In June 1989, Gabor smacked Paul Kramer, a police officer, on a Beverly Hills street, after he pulled over her Rolls-Royce Corniche convertible for a traffic violation. She was convicted of misdemeanor battery on a police officer, driving without a driver’s license and having an open container of alcohol in the car. She served three days in jail, performed community service at a woman’s shelter and paid $13,000 in fines and restitution.

When she was freed, she told reporters the jailers were kind but “at first I was petrified. They even took my makeup away.”

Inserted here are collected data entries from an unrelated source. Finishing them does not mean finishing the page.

Issue #33, opened 2017-10-31
Informational module: Init scripts to unit files


bocekm:
Provide a guide on transforming init scripts to unit files for systemd.

pirat89:
Resolved by PR #36

PR #36, opened 2017-11-06
initscripts/control: Add msg how to migrate init to unit file

pirat89:
Added short message about replacement of the init by systemd service
manager and link to the guidance how to migrate init scripts to unit
files.

Issue: #33


pirat89:
**Known limitation**: the text will be displayed everytime when the initscripts pkg is installed, but would be nice to print it only in case some custom init script has been detected. As we know that we want to module rewrite completely, I put it just into the solution.txt file, so just text review is needed. Nothing more is expected from this PR.

bocekm (dismissed):

jmazanek (approved):
looks ok

PR #41, opened 2017-11-14
networking/squid

jmazanek:
- Previously in some cases code could
   exit with combination of "$RESULT_INFORMATIONAL"
   and log_*_risk. Cases were also decided in logically
   inconsistent way. With this fix, log and results
   combinations are conforming to the new structure
   Related: PR #218

- Fixing logical flaws in some test statements
  e.g. [ $? -ne 0 ] vs [ $? -eq 0 ]

- Fixing typo causing syntax error


jmazanek:
related preupgrade-assistant PR - https://github.com/upgrades-migrations/preupgrade-assistant/pull/218

pirat89 (approved):
It seems good to me.

PR #47, opened 2017-11-22
Remove links from the risk logs

pirat89:
Logs are processed just as raw strings and are not modified at all. So use of constructions like
  [link:url]
is wrong here and it should not be used.


jmazanek (dismissed):
looks O.K. to me

bocekm (approved):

Gabor kept up the act in the advice book “How to Catch a Man, How to Keep a Man, How to Get Rid of a Man,” and in the exercise video, “It’s Simple Darling,” in which she banters and stretches with a pair of muscular young trainers. Her memoir, “One Life Is Not Enough,” came out in 1991 and dished about everything from her virginity (gone at 15) to the endless men who came on to her (She would claim that William Paley of CBS promised Gabor her own show if only she would spend an afternoon with him.)

Gabor had one child, Francesca Hilton, from her marriage to hotelier Conrad Hilton. (She would allege the child was conceived after Hilton raped her.) In later years, Gabor, von Anhalt and Francesca battled in court over family finances. Francesca Hilton died of an apparent stroke in 2015.

Sari Gabor — Zsa Zsa is a family nickname — was born in Budapest in 1917, according to a finishing school yearbook kept by a former classmate. Various references over the years have given other birth dates; Gabor usually avoided the subject. She was still in Hungary when she won a beauty contest and married and divorced a Turkish diplomat, Turhan Belge.

Gabor, sisters Eva and Magda, and their mother, Jolie, emigrated to America around World War II. Zsa Zsa gained notice when she became the wife of Conrad Hilton, whom she married in 1942 and by the following decade all the Gabors were celebrities. (Eva died in 1995 at age 74. Mother Jolie died in April 1997 at age 97 and sister Magda died two months later at age 78).

In 1998, cultural historian Neal Gabler diagnosed her kind of celebrity as “The Zsa Zsa Factor.”

“When she first came to fame in the early 1950s, Zsa Zsa wasn’t an actress or a singer or a dancer or an entertainer of any sort,” he observed. “She was the beautiful wife of actor George Sanders who happened to appear on a quiz show dispensing offhanded advice to lovelorn viewers. By being herself she became such a success that she immediately landed movie roles.”

Her film career was, as The Film Encyclopedia notes, “mostly decorative.” Among Gabor’s more prominent credits: as dancer Jane Avril in John Huston’s Toulouse-Lautrec biopic, “Moulin Rouge,” 1952; and Orson Welles’ classic “Touch of Evil,” 1958. More recently, she appeared in the “Nightmare on Elm Street” series and in the “Naked Gun” spoofs.

Her love life, meanwhile, rolled on, like a B-melodrama on a double-bill with Elizabeth Taylor’s A-list spectacular.

In 1954, Gabor made headlines being seen with Dominican Republic playboy-diplomat Porfirio Rubirosa within weeks of his marriage to dime store heiress Barbara Hutton. Her 1958 romance with Rafael Trujillo Jr., son of the Dominican dictator, became a scandal in Congress. Ohio’s Rep. Wayne Hayes — eventually caught in his own adulterous affairl — cited the expensive gifts Gabor was allegedly receiving from the young man to argue that foreign aid for the island nation should be eliminated.

She wed eight times — nine including a 1982 shipboard ceremony that was quickly annulled and may not have been legal. Other husbands included businessman Herbert L. Hutner and prolific inventor Jack Ryan, credited with designing everything from missiles to the Barbie doll. She married her von Anhalt in 1986.

Part of Mama Jolie’s advice to her daughters, as recounted in a 1953 Associated Press interview with Zsa Zsa, has a modern touch. She said she told them: “You must be independent and able to do for yourself. Then you do not have to marry a rich man, you can marry a poor one. And if it is wrong, you can go.”